After threatening to sever ties with Scouting America and kick the youth group off military bases worldwide, Defense Secretary Pete Hegseth on Friday gave a six-month reprieve to the organization formerly known as the Boy Scouts of America.
Hegseth made the announcement in a video posted to X, framing it as an ultimatum to Scouting to conform to the Trump administration’s anti-DEI agenda. He detailed his many criticisms of the group, saying Scouts had “lost their way” by changing the organization’s name and “watering down” what he called “the focus on God as the ruler of the universe.”
He accused the Scouts of promoting “an insidious, radical, woke ideology that is anti-America and anti-American.”
The DOD focusing on the important things while it is currently bombing the civilians of another country I see. /s
this is not a serious country
I can’t even tell what’s real anymore! Did Trump really forget that Queen Elizabeth is dead and say she should pardon her son? Did he really say we don’t know where the sun goes at night? I honestly can’t tell if these are real quotes or rumours started by satirical news sites
FirstComm already?
So long Phobos I guess.
I wonder if this stupid Faux News host has ever even bothered to learn anything at all about the Scouts and their principles.
There wasn’t any alcohol involved so of course not
Hegseth has the most fragile ego I’ve ever seen. He’s a baby. He has the smallest dick energy, it’s the human equivalent of a chihuahua.
Probably has a lot to do with why he’s on his third wife and drinks.
It’s really too bad they haven’t found a way to safely augment penises.
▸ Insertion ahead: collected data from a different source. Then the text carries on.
PR #1200, opened 2025-03-06
[#1019] Undefined property type checks 0.1

Struchid:


spinta/types/inherit/check.py
```diff
@@ -0,0 +1,16 @@
...
+
+
+@commands.check.register(Context, Inherit)
+def check(context: Context, dtype: Inherit) -> None:
+    property = dtype.prop
+    if property.is_reserved():
+        return None
+
+    property_model = property.model
+    property_name = property.name
```
varzgalys, line 14: necessary?

varzgalys (approved):

spinta/types/inherit/check.py
Struchid: re-used more than once.

varzgalys: But it doesn't save any computation time or line length. Maybe rename to just `model` and `name`?

varzgalys: optional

This might solve so many problems with people like this…
There is no one I’d rather see be beaten within an inch of his life on live television
thats a tough call.
within an inch of his life
Fuckin tease.
The most fragile ego? There’s not someone you can think of with an even more fragile car of man baby syndrome?
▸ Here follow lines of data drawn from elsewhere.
PR #1232, opened 2025-03-24
1229: adding get_json_content_from_yaml function, improving prepare method

MindaugasStanionis:


spinta/cli/get.py
```diff
@@ -0,0 +1,50 @@
...
+        commands.getall(context, model, store.manifest.backend)
+    )
+    echo(response_dict)
+
+
+def getone(
+    ctx: TyperContext,
+    manifests: Optional[List[str]] = Argument(help=("Manifest files to load")),
+    dsn: str = Argument(help=("Data Source Name path")),
+    dataset: str = Argument(help=("Dataset name")),
```
varzgalys, line 38: I think it should called - `model` or `model_path`
```suggestion
    model: str = Argument(help=("Model path")),
```

varzgalys (approved):
Looks good

Struchid (approved):
I suggest preparing the minimal reproducible example in the task/PR description, since the question why it's not there will most definitely be asked during the review (Most likely can just be taken from the tests, although I am not too familiar with the logic you're introducing here, so @varzgalys might know more). Also, don't forget to prepare the test file for demonstration during the review meeting on Wednesday.

martynasracct (approved):

spinta/backends/memory/commands/load.py
```diff
@@ -7,4 +7,6 @@
 
 @commands.load.register(Context, Memory, dict)
 def load(context: Context, backend: Memory, config: Dict[str, Any]):
+    if 'dsn' in config:
+        backend.dsn = config['dsn']
```
varzgalys, line 11: still should be here (after changing to backend type)?

MindaugasStanionis: Yes, it checks if the user added the backend (dsn), if user only added backend_type 'memory' but no backend, without this it would break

He then slapped the reporter, yelled “No tagbacks!”, and ran up the ladder to his tree house. When the reporter tried to ask followup questions, Kegsbreath pulled the ladder up after himself and plugged his ears, screaming “No girls allowed!” until his mom brought him some dino nuggies.
Aww, must get rid of the evileist of things, girls. /s
The Pentagon. The center of the war machine in america. Is worried about what kids do in scouts. While actively at war on several fronts. Glad they have their priorities straight. Wouldn’t want to blow up an elementary school for example?
So, speaking as a former boy scout, I never thought it was a great idea to take a bunch of co-ed potentially horny teenagers out camping in the woods, but shut the fuck up, Pete. This is not your job. Yes, historically boy scouts and girl scouts have been quite different and girls should get to do the things that boy scouts do, but I was a pretty horny teenager back in my boy scout days.
Playing the “god” card. Amazing how many people fall for that.